WHAT THIS TASK INVOLVES:
Show every line below where "services" appears.
[RECORDS FOR PROCESSING Boundary: Start]
PR #6307, opened 2015-08-09
Extract services from comments controller

KentShikama:
For the comments API routes


app/services/comment_creation_service.rb
```diff
@@ -0,0 +1,12 @@
+class CommentCreationService
+  def initialize(params)
+    @user = params[:user]
+    @post_id = params[:post_id]
+    @text = params[:text]
+  end
+
+  def create_comment!
```
jhass: I tend to prefer Ruby core's naming convention of not having a `bang!` method if there's no `nonbang` variant.

app/controllers/comments_controller.rb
[RECORDS FOR PROCESSING Boundary: End]
TASK RESPONSE:
Extract services from comments controller
app/services/comment_creation_service.rb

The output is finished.